We have them all the time in a nearby creek. They can happen within a minute or two. Once the water starts rising there may only be a couple minutes to recognize it and get to safety.
Flash floods are often caused by far rain upstream. Here, rains 50 miles away on Pike's Peak and in Colorado Springs usually cause the flash floods.
Maybe someone knows a rescue technique I don't, but once the river starts raging, there isn't a good way to rescue someone as the water has more power than people realize.
Always check the high water bush line when camping near a creek and camp WELL above it. The water in the creek here often rises seven feet, so you want to be at least 10 feet above it and not in a spot that will become an island.
I wish I had some pictures from our last flash flood. The water went about 100 yards into the woods.
Loc: Ozark Mountains in SW Missouri
We had some flash floods here a few days ago. One of my daughters (Lisa's) boyfriend is on the "Swift Water Rescue" team here, but he was out of town when a call came in around 4am from a mother with two children who was caught in one. Lisa had his radio on because we get tornados and she sat up and listened to the dispatcher and rescue crews talk it over. They couldn't get to them, but they all survived without injury.
Just a day later the same women showed up where another of my daughters (Kelly) works to get her cellphone replaced.
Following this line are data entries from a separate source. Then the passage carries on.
PR #71, opened 2020-12-09
Mount NSX/LB secret for Kubernetes

heypnus:


manifest/kubernetes/ubuntu/cluster-network-29-nsx-ncp.yaml
```diff
@@ -62,3 +62,14 @@ spec:
...
+          - secret:
+              items:
+              - {key: tls.crt, path: lb-cert/tls.crt}
+              - {key: tls.key, path: lb-cert/tls.key}
+              name: lb-secret
+          - secret:
+              items:
+              - {key: tls.crt, path: nsx-cert/tls.crt}
+              - {key: tls.key, path: nsx-cert/tls.key}
+              - {key: tls.ca, path: nsx-cert/tls.ca}
```
dantingl, line 74: I remember right now NCP does not get CA cert from secret, maybe we need some change on NCP side as well.

heypnus: Yes, I confirmed with QE that they are adding the mount by themselves. I think it's not a must-have change from NCP side. And maybe the user wants a more flexible configuration? I mean maybe their secrets are not called "lb-secret" and "nsx-secret"...

heypnus: Sorry I misunderstood your meaning, I thought you meant both lb-secret and nsx-secret... Yes for now NCP doesn't have nsx-cert/tls.ca, we can add it on NCP side.

dantingl (approved):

Those two got to talking about what happened to her. Her story went like so:
She and her husband own some land that has a gravel bar on a creek and they have camped out there many times over the past 5-6 years since they acquired it. She was well aware of the flash flood dangers there and was up checking the weather reports and keeping an eye on the creek and weather she could see. She knew there were storms around but it was not raining much on them and the creek was rising very slowly.
Around 3:00am she decided to pack up their gear and leave. Just as she finished she heard a loud rumbling from upstream. She got her kids (9 and 11 years old) in their SUV and by the time she got it started the water was over the gravel bar she was on and almost up to the windows of the car. She said it was literally a 5 ft wall of water that came down the creek and it pushed their car up against some trees just a few feet from where they'd parked. Within a half hour they were all sitting on the roof of the vehicle. She made her last call to 911 around 4:00 am, about 20 minutes after her first call. Lisa heard the dispatcher tell the rescue team the woman said the water was within an inch of coming over the roof of her car, and the rescue team responded there was no way they could get to her. Lisa shut the radio off after that because she couldn't bear to hear anymore.
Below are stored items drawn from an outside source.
PR #74, opened 2020-12-14
Fix the logic to check replicas when HA is disabled

heypnus:


pkg/controller/configmap/config.go
```diff
@@ -288,24 +288,24 @@ func getPrefixFromCIDR(cidr string) (uint32, error) {
 }
 
 func Render(configmap *corev1.ConfigMap, ncpReplicas int32, nsxSecret *corev1.Secret,
-	lbSecret *corev1.Secret) ([]*unstructured.Unstructured, error) {
+	lbSecret *corev1.Secret) ([]*unstructured.Unstructured, error, *render.RenderData) {
```
dantingl, line 291: do you think `error` should be in the end?

pkg/controller/configmap/configmap_controller.go
```diff
@@ -256,7 +256,7 @@ func (r *ReconcileConfigMap) Reconcile(request reconcile.Request) (reconcile.Res
 	}
 
 	// Render configurations
-	objs, err := Render(instance, ncpReplicas, opNsxSecret, opLbSecret)
+	objs, err, renderData := Render(instance, ncpReplicas, opNsxSecret, opLbSecret)
```
dantingl, line 259: I think it's better to either passing `&ncpReplicas` to `Render`, or reseting `ncpReplicas` in a separate function.

heypnus: Code is modified and in testing.

pkg/controller/configmap/config.go
heypnus: removed *render.RenderData so we don't need to care it.

salv-orlando (approved):

ggverma (approved):

pkg/controller/configmap/config.go
```diff
@@ -324,12 +324,13 @@ func Render(configmap *corev1.ConfigMap, ncpReplicas int32, nsxSecret *corev1.Se
...
 	}
 	if haEnabled {
-		renderData.Data[operatortypes.NcpReplicasKey] = ncpReplicas
+		renderData.Data[operatortypes.NcpReplicasKey] = *ncpReplicas
 	} else {
-		renderData.Data[operatortypes.NcpReplicasKey] = 1
-		if ncpReplicas != 1 {
+		renderData.Data[operatortypes.NcpReplicasKey] = int32(1)
+		if *ncpReplicas != 1 {
+			*ncpReplicas = 1
```
dantingl, line 331: You should move `*ncpReplicas = 1` after logging

pkg/controller/configmap/config.go
```diff
@@ -324,12 +324,13 @@ func Render(configmap *corev1.ConfigMap, ncpReplicas int32, nsxSecret *corev1.Se
 		}
 	}
 	if haEnabled {
-		renderData.Data[operatortypes.NcpReplicasKey] = ncpReplicas
```
dantingl, line 327: I think the code could change to:

```
if not haEnabled and *ncpReplicas != 1 {
        log.Info(fmt.Sprintf("Set nsx-ncp deployment replicas to 1 instead of %d as HA is disabled",
	        *ncpReplicas))
        *ncpReplicas = 1
}
renderData.Data[operatortypes.NcpReplicasKey] = *ncpReplicas
```

heypnus: No, consider this case: haEnabled=false && ncpReplicas=3
In your above code, the renderData.Data[operatortypes.NcpReplicasKey]  will be 3, it's not expected.

dantingl: I don't understand why it will be 3 not 1?

heypnus: Sorry my bad. You are right. Will improve it in the next patch.

PR #81, opened 2020-12-17
Fix README by deleting unnecessary backquote

yktsubo:
Fix README by deleting unnecessary backquote 

The words, adaptor/cluster/nsx_api_managers/tier0_gateway_top_tier_router/external_ip_pools are not treated as inline code because of unnecessary backquote


heypnus (approved):

heypnus (commented):
Thanks for fixing it

salv-orlando (approved):

PR #88, opened 2021-01-07
Use the automatically generated yaml files for manifest

heypnus:
This patch is syncing the latest NCP yamls to operator,
and merging multiple yaml files to one for every platform.


deploy/kubernetes/role.yaml
```diff
@@ -39,7 +39,7 @@ rules:
   resources: [deployments, endpoints, ingressclasses, nodes, pods/log, replicationcontrollers, secrets]
   verbs: [get, list, watch]
 - apiGroups: [vmware.com]
-  resources: [loadbalancers, loadbalancers/status, nsxlbmonitors, nsxlbmonitors/status]
+  resources: [loadbalancers, loadbalancers/status, nsxlbmonitors, nsxlbmonitors/status, virtualnetworkinterfaces, virtualnetworkinterfaces/status, virtualnetworks, virtualnetworks/status]
```
dantingl, line 42: They are for WCP CRDs, do you think we should add them?

manifest/openshift4/coreos/ncp-openshift4.yaml
```diff
@@ -0,0 +1,1231 @@
+
```
dantingl, line 1: If we only support Openshift on CoreOS, no need to add sub-directory under manifest/openshift4?

deploy/kubernetes/role.yaml
heypnus: In NCP yaml the logic is:
```
    142    {% if nsxapi == "policy" %}
    143      - virtualnetworks
    144      - virtualnetworks/status
    145      - virtualnetworkinterfaces
    146      - virtualnetworkinterfaces/status
    147    {% endif %}
```
Looks that it's not only for WCP.

manifest/openshift4/coreos/ncp-openshift4.yaml
heypnus: Just thought maybe we will support more OS for openshift in the future...

dantingl (approved):

PR #95, opened 2021-01-19
Set latest tag when building operator image

salv-orlando:


salv-orlando:
accidentally opened - closing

The women told Kelly that she told her kids they'd have to swim for it, so they grabbed on to each other's hands and just a moment later they were pushed off the car by the water. The dispatcher told the mom later that she heard a scream (it was her daughter) and some splashing and gurgling, and then nothing.
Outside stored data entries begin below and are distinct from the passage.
PR #2918, opened 2023-06-05
TB: improve error messages (distinguish between accesses and reborrows)

Vanille-N:
I don't remember where, but there was a complaint that while SB's error messages distinguish between "invalidated by an access" and "invalidated by a reborrow", TB's error messages do not.

### DIFF
--- a/src/borrow_tracker/tree_borrows/diagnostics.rs
+++ b/src/borrow_tracker/tree_borrows/diagnostics.rs
@@ -12,16 +12,46 @@ use crate::borrow_tracker::tree_borrows::{
 use crate::borrow_tracker::{AccessKind, ProtectorKind};
 use crate::*;
 
+/// Cause of an access: either a real access or one
+/// inserted by Tree Borrows due to a reborrow or a deallocation.
+#[derive(Clone, Copy, Debug)]
+pub enum AccessCause {
+    Explicit(AccessKind),
+    Reborrow,
+    Dealloc,
+}
+
+impl fmt::Display for AccessCause {
+    fn fmt(&self, f: &mut fmt::Formatter<'_>) -> fmt::Result {
+        match self {
+            Self::Explicit(kind) => write!(f, "{kind}"),
+            Self::Reborrow => write!(f, "reborrow"),
+            Self::Dealloc => write!(f, "deallocation"),
+        }
+    }
+}
+
+impl AccessCause {
+    fn print_as_access(self, is_foreign: bool) -> String {
+        let rel = if is_foreign { "foreign" } else { "child" };
+        match self {
+            Self::Explicit(kind) => format!("{rel} {kind}"),
+            Self::Reborrow => format!("reborrow (acting as a {rel} read access)"),
+            Self::Dealloc => format!("deallocation (acting as a {rel} write access)"),
+        }
+    }
+}
+
 /// Complete data for an event:
 #[derive(Clone, Debug)]
 pub struct Event {
     /// Transformation of permissions that occured because of this event
     pub transition: PermTransition,
     /// Kind of the access that triggered this event
-    pub access_kind: AccessKind,
+    pub access_cause: AccessCause,
     /// Relative position of the tag to the one used for the access
     pub is_foreign: bool,
-    /// User-visible range of the access
+    /// Whether this access was explicit or inserted implicitly by Tree Borrows.
     pub access_range: AllocRange,
     /// The transition recorded by this event only occured on a subrange of
     /// `access_range`: a single access on `access_range` triggers several events,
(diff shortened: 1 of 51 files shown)


tests/fail/both_borrows/aliasing_mut1.tree.stderr
```diff
@@ -16,7 +16,8 @@ help: the accessed tag <TAG> later transitioned to Frozen due to a foreign read
    |
 LL | pub fn safe(x: &mut i32, y: &mut i32) {
    |                          ^
-   = help: this corresponds to a loss of write permissions
+   = help: this transition corresponds to a loss of write permissions
+   = help: the read access that caused this transition was inserted implicitly due to a reborrow
```
RalfJung, line 20: I think what I'd like to see here is a change already further up in this message:
```
help: the accessed tag <TAG> later transitioned to Frozen due to a foreign reborrow at offsets [0x0..0x4]
  --> $DIR/aliasing_mut1.rs:LL:CC
   |
LL | pub fn safe(x: &mut i32, y: &mut i32) {
   |                          ^
   = help: this transition corresponds to a loss of write permissions
```
Maybe with another line saying
```
   = help: reborrows act like read access for the purpose of the aliasing rules
```
though I am not sure if that is needed (we don't have it for SB)

tests/fail/both_borrows/newtype_pair_retagging.tree.stderr
```diff
@@ -7,7 +7,8 @@ LL |     unsafe { __rust_dealloc(ptr, layout.size(), layout.align()) }
    = help: this indicates a potential bug in the program: it performed an invalid operation, but the Tree Borrows rules it violated are still experimental
    = help: the accessed tag <TAG> is foreign to the protected tag <TAG> (i.e., it is not a child)
    = help: the access would cause the protected tag <TAG> to transition from Frozen to Disabled
-   = help: this is a loss of read permissions, which is not allowed for protected tags
+   = help: this transition would be a loss of read permissions, which is not allowed for protected tags
+   = help: the write access that caused this error was inserted implicitly due to a deallocation
```
RalfJung, line 11: Correspondingly, here the message should say "deallocation through \<TAG> forbidden"

tests/fail/both_borrows/aliasing_mut1.tree.stderr
Vanille-N: Current phrasing gives both: "the accessed tag <TAG> later transitioned to Frozen due to a reborrow (acting as a foreign read access) at offsets [0x0..0x4]"

src/borrow_tracker/tree_borrows/diagnostics.rs
```diff
@@ -250,46 +281,46 @@ impl TbError<'_> {
...
                 let conflicting_tag_name =
                     if accessed_is_conflicting { "accessed" } else { "conflicting" };
-                let title = format!("{kind} through {accessed} is forbidden");
                 let mut details = Vec::new();
                 if !accessed_is_conflicting {
                     details.push(format!(
                         "the accessed tag {accessed} is a child of the conflicting tag {conflicting}"
                     ));
                 }
+                let access = cause.print_as_access(false);
```
RalfJung, line 299:
```suggestion
                let access = cause.print_as_access(/* is_foreign*/ false);
```

src/borrow_tracker/tree_borrows/diagnostics.rs
```diff
@@ -250,46 +281,46 @@ impl TbError<'_> {
...
                 details.push(format!(
-                    "the {conflicting_tag_name} tag {conflicting} has state {perm} which forbids child {kind}es"
+                    "the {conflicting_tag_name} tag {conflicting} has state {perm} which forbids this {access}"
                 ));
                 (title, details, conflicting_tag_name)
             }
             ProtectedTransition(transition) => {
                 let conflicting_tag_name = "protected";
-                let title = format!("{kind} through {accessed} is forbidden");
+                let access = cause.print_as_access(true);
```
RalfJung, line 307:
```suggestion
                let access = cause.print_as_access(/* is_foreign*/ true);
```

RalfJung (approved):
I like it. :) Just a comment nit. Also please squash.

src/borrow_tracker/tree_borrows/diagnostics.rs
```diff
@@ -12,16 +12,46 @@ use crate::borrow_tracker::tree_borrows::{
...
 pub struct Event {
     /// Transformation of permissions that occured because of this event
     pub transition: PermTransition,
     /// Kind of the access that triggered this event
-    pub access_kind: AccessKind,
+    pub access_cause: AccessCause,
     /// Relative position of the tag to the one used for the access
     pub is_foreign: bool,
-    /// User-visible range of the access
+    /// Whether this access was explicit or inserted implicitly by Tree Borrows.
```
deltragon, line 54: Was the changing of this comment on purpose?

Vanille-N: No, this is definitely a mistake. Two mistakes in fact, since this is not a comment changed but rather one comment removed that should have been kept and an unrelated comment that should have been removed.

The mom said they started floating together with the current. She said they were only in for a few minutes at most when they saw a clear shoreline to swim to and they all climbed out. She said that part was not really that scary. I don't know if they had life jackets on, but I suspect they did.
I've seen the creeks and rivers here raging lots of times, but I've never witnessed anything like that woman described. I've heard about it, but never actually saw anything close to that. Scary stuff indeed.
Wow, harrowing story and thankfully, a happy outcome. As a parent I simply can't imagine how I'd manage something similar.
Some moron (sorry, but that applies here) wrote the local dead tree paper after the Philmont accident that the Scouts should have never camped where waters could suddenly flood (that part may be true, I'll await the official inquiry) and that "back in the day" they knew well enough to trench around tentsites and that because of environmentalists we no longer take this necessary safety step.